King Helene once told me that Kristin Davis is the best actress on Sex and the City, because it’s harder to act comedy well, but especially hard to play a character like Charlotte—a ditz—where we’re supposed to scoff at her, yet respect the stakes of her existence enough to be moved by her. This has stuck with me for a number of reasons, one of them being that I find Davis’s character to be one of the more three dimensional on the show, in spite of her ditzery. She’s not a drag queen marionette like Samantha, or a bed of lettuce on which to serve harlequin clichés like Carrie, but a vulnerable creature both crippled and created by her geisha routine. She’s a rare locus on the show where femininity-as-performance is queried, and it’s revealing/amusing that it comes in the form of a stock character.
What are the terms of a ditz? She’s attractive (necessarily?), frequently blonde, always well intentioned, usually in a situation of wanting or having to escape the confines of her existence—Lucy trying to leave the house and act in Ricky’s world, Marilyn trying to snag a rich husband, Parker trying to be taken seriously as a librarian.
There’s not quite an equivalent to the ditz in the male world (though something could probably be said of stoner comedies). Men can be absentminded; sweet and dopey strivers—their pratfalls endearing, but there’s a layer of pity or dismissal attached to even leading idiots that seems not to apply to the lady ditz. The ditz, though a cousin to, is something other than the fool. It has to do with a handicap granted indiscriminately to her gender, that makes her bumbling a given and casts any success as a triumph, as this poor, writhing creature tries to squirm out from behind her breasts.
I think of all the ditzes in the world—the real life ones I’ve known, and the fictional ones, and there seems a real possibility that the whole of ditzery is only a trope. The ditz trajectory on film is often that a layer of superficiality is removed, or that a form of greedy, shallow ambition is replaced with a yearning for real meaning. The costumes are toned down, the caper music quiets, and the person behind the ditz is exposed…maybe just momentarily, but exposed.

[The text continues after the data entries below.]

PR #174, opened 2017-09-24
candlepin: remove nssdb dependency

timogoebel:
I don't see any reasoning for this code being there. Basically, it adds candlepin's `java-client` cert (the cert candlepin uses to connect to qpidd) to the qpidd truststore.
Candlepin doesn't need this to boot up. And it doesn't need this to connect to qpidd. We don't do anything similar elsewhere. I mean, isn't the idea of a PKI to not whitelist individual certificates but trust the CA?

Anyways, this removes another dependency. Goes along with https://github.com/Katello/puppet-katello/pull/215 to remove the qpidd dependency.

### DIFF
--- a/manifests/candlepin.pp
+++ b/manifests/candlepin.pp
@@ -79,8 +79,6 @@ class certs::candlepin (
   $client_key = "${pki_dir}/private/${java_client_cert_name}.key"
 
   if $deploy {
-    include ::certs::ssltools::nssdb
-
     certs::keypair { 'tomcat':
       key_pair  => $tomcat_cert_name,
       key_file  => $tomcat_key,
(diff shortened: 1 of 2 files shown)


ekohl:
I was a bit unsure about this in the first place and agree with your reasoning but I hadn't looked far enough into this to check why it's there in the first place.

ekohl:
Oh, and I think https://github.com/Katello/puppet-certs/blob/f4152faff300dbd1ff972e5575e3934e4a8f9a98/spec/acceptance/candlepin_spec.rb#L24-L26 can be removed because of this.

ehelms:
@ekohl did you check that the Candlepin listener event is happy and receiving events?

ekohl:
@ehelms if it's covered by bats then yes, otherwise no.

timogoebel:
Removed `qpidd` in acceptance test.

ekohl:
Thanks @timogoebel!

Ditzes are charming. It could be that the charm is the blundering or it could be that, unlike more composed women who have been trained in the Jackie Kennedy mode to keep their personalities milk-still in a porcelain vessel, the ditz rushes about the world a chipped vase, and the accident of leaving any droplets behind is so unusual as to constitute charm. Either way, the charm permits a veiled feminism—surging ahead doggedly, not in firm (Katherine) Hepburnian strides, but in little hogtied pencil skirt wiggles. It wavers in a half-active/half-passive mode—the ask for forgiveness instead of permission approach.